And we need to make sure the server or client doesn't reject that connection outright.

It would worth running "tshark -i any -f 'port 636'" in the mean time to verify the "client hello" is sent and that the server is willing to carry on the connection.

Revision history for this message

lincvz (cvuillemez) wrote on 2021-05-21:

#23

My bad..
You're right, in my test, the second write() is performed on stdout cause my ldapsearch command is wrong. I missed the '-H' arg to properly set the LDAP URI (but you too :-p ).
Consequently, the connection was in LDAP not LDAPS, and "ldaps://..." was the requested attributs :-s

So since I learnt to make a good ldapsearch and opened my eyes to read gdb output, I can fully reproducible the issue .
Thanks.

I'll test the patched version on my test machine.

Revision history for this message

lincvz (cvuillemez) wrote on 2021-05-21:

#24

OK the patch fix the issue for me too in my test env.

Revision history for this message

lincvz (cvuillemez) wrote on 2021-05-21:

#25

Thanks for all )

Bryce Harrington (bryce) on 2021-05-24

Changed in openldap (Ubuntu Bionic):
status:	New → Triaged
importance:	Undecided → High

Revision history for this message

Bryce Harrington (bryce) wrote on 2021-05-24:

#26

If I understand the work so far, this issue is only present in Bionic, since later releases already have the release (and the subsequent fix)?

Sounds like the next action here would be to SRU the changes packaged in https://launchpad.net/~sergiodj/+archive/ubuntu/openldap-bug1926265/+packages. A possible catch though is that the SRU process dislikes introducing known regressions, and it sounds like this revert patch would do so. So it may be worth discussing this with an SRU administrator first. If introducing the regression is a no-go, then that means a bionic-specific fix would need developed based on https://github.com/openldap/openldap/commit/735e1ab14bb055344b4e767a216aa410aa7d1503.

Revision history for this message

lincvz (cvuillemez) wrote on 2021-06-01:

#27

Hi Bryce, when will the fix be officially released ?

Revision history for this message

Sergio Durigan Junior (sergiodj) wrote on 2021-06-01:

#28

Hi lincvz,

We are still trying to determine the best approach here. This is on my TODO list, and hopefully I can put something together by the end of this week.

Thank you for your patience.

Revision history for this message

lincvz (cvuillemez) wrote on 2021-06-03:

#29

OK perfect )

Revision history for this message

lincvz (cvuillemez) wrote on 2021-06-21:

#30

Seems the patch is so hard to backport (?)
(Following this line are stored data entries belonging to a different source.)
PR #68, opened 2023-10-17
Documentation update

biphasic:
* Moved examples into ipython notebooks and rendered them as part of the documentation. They are statically rendered now (execution is set to 'off'), but once the library is stable, we can have them automatically run as part of the CI pipeline. That ensures that tutorial code actually works! Another possibility is then to combine our examples folder with something like Binder, which then has all those notebooks available to play with
* Copied over the primitives currently described on overleaf into a table format
* Used the nice NIR schema figure from overleaf in the 'what' section
* Used sphinx auto-api, which generates a much nicer API reference
* Light logo in the sidebar, some text fixes here and there

Difference between [before](https://nnir.readthedocs.io/en/latest/) and [after](https://nnir.readthedocs.io/en/docs-update/)


Jegp (approved):
Wow, @biphasic, this is a great contribution. I really liked how you cleaned up the docs and the setup for the docs. Wonderful, thank you so much!

Jegp:
Regarding the execution, I think you have a great point about directly providing *runnable* examples. I also have high hopes for stuff [like thebe](https://jupyterbook.org/en/stable/interactive/thebe.html) to run the notebooks directly in the browser. It's not quite there, but we should definitely keep an eye out for ways to make the code as accessible as possible.

PR #1837, opened 2019-07-31
Add support for the ISelector SM-PW702

lwalkera:


mcspr:
Thanks!

Is this it btw? https://www.amazon.com/ISELECTOR-Function-Required-Compatible-Assistant/dp/B075XL3DRD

Revision history for this message

Sergio Durigan Junior (sergiodj) wrote on 2021-06-21:

#31

Hello lincvz,

Sorry about the delay. I have been busy with other stuff and did not have time to follow up on this bug. Here is the lay of the land right now:

1) Unfortunately, it is unlikely that we will be able to get the SRU team to accept an upload that reintroduces an issue. This means that removing the patch that causes the infinite loop is something that we would rather not do, because another problem will reappear.

2) The ideal course of action here would be to investigate whether it would be possible to backport the patch at https://github.com/openldap/openldap/commit/735e1ab14bb055344b4e767a216aa410aa7d1503 and make it fully work. This is probably a non-trivial task, as Ryan himself said.

I am still looking into a possible solution for this, but I cannot guarantee anything for now, I'm sorry (I'm very busy with other stuff, including updating OpenLDAP in Impish to 2.5!)

Given that I have provided a PPA with a package that fixes the issue for you, I would say that for now you are better off using it.

Last, but not least: if you feel like giving it a try and trying to backport https://github.com/openldap/openldap/commit/735e1ab14bb055344b4e767a216aa410aa7d1503 to the openldap version that's in Bionic, that would be awesome. We can review whatever you have and guide you through the SRU process.

Thank you.

Revision history for this message

lincvz (cvuillemez) wrote on 2021-06-22:

#32

Hi Sergio,
Thanks I appreciate your answer.
Yes I can use the package provided in your PPA, even if it's not very convenient to install and update it on Production machines. About that, will you maintain these packages with further security updates ?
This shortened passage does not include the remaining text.